§ **TASK DESCRIPTION**: Return each record exactly as it appears, so that nothing is dropped or altered.

§ **DATA UNDER STUDY**:
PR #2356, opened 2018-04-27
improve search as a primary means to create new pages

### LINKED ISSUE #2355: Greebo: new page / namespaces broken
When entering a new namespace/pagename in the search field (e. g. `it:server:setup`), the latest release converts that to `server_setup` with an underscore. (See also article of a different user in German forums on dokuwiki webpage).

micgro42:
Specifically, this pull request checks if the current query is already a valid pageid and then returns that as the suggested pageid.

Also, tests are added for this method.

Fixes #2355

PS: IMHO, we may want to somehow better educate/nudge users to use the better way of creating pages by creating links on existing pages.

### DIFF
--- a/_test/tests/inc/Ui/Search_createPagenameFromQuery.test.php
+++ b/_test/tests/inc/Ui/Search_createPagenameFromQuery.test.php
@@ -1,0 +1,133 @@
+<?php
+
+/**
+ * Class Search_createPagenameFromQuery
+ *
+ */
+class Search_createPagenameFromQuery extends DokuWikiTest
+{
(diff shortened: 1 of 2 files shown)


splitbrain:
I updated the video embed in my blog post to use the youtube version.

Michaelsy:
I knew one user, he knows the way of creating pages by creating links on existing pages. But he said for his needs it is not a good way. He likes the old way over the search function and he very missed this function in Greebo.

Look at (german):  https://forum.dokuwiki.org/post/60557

§ **ANSWER SECTION**:
PR #2356, opened 2018-04-27
improve search as a primary means to create new pages

### LINKED ISSUE #2355: Greebo: new page / namespaces broken
When entering a new namespace/pagename in the search field (e. g. `it:server:setup`), the latest release converts that to `server_setup` with an underscore. (See also article of a different user in German forums on dokuwiki webpage).

micgro42:
Specifically, this pull request checks if the current query is already a valid pageid and then returns that as the suggested pageid.

Also, tests are added for this method.

Fixes #2355

PS: IMHO, we may want to somehow better educate/nudge users to use the better way of creating pages by creating links on existing pages.

### DIFF
--- a/_test/tests/inc/Ui/Search_createPagenameFromQuery.test.php
+++ b/_test/tests/inc/Ui/Search_createPagenameFromQuery.test.php
@@ -1,0 +1,133 @@
+<?php
+
+/**
+ * Class Search_createPagenameFromQuery
+ *
+ */
+class Search_createPagenameFromQuery extends DokuWikiTest
+{
(diff shortened: 1 of 2 files shown)


splitbrain:
I updated the video embed in my blog post to use the youtube version.

Michaelsy:
I knew one user, he knows the way of creating pages by creating links on existing pages. But he said for his needs it is not a good way. He likes the old way over the search function and he very missed this function in Greebo.

Look at (german):  https://forum.dokuwiki.org/post/60557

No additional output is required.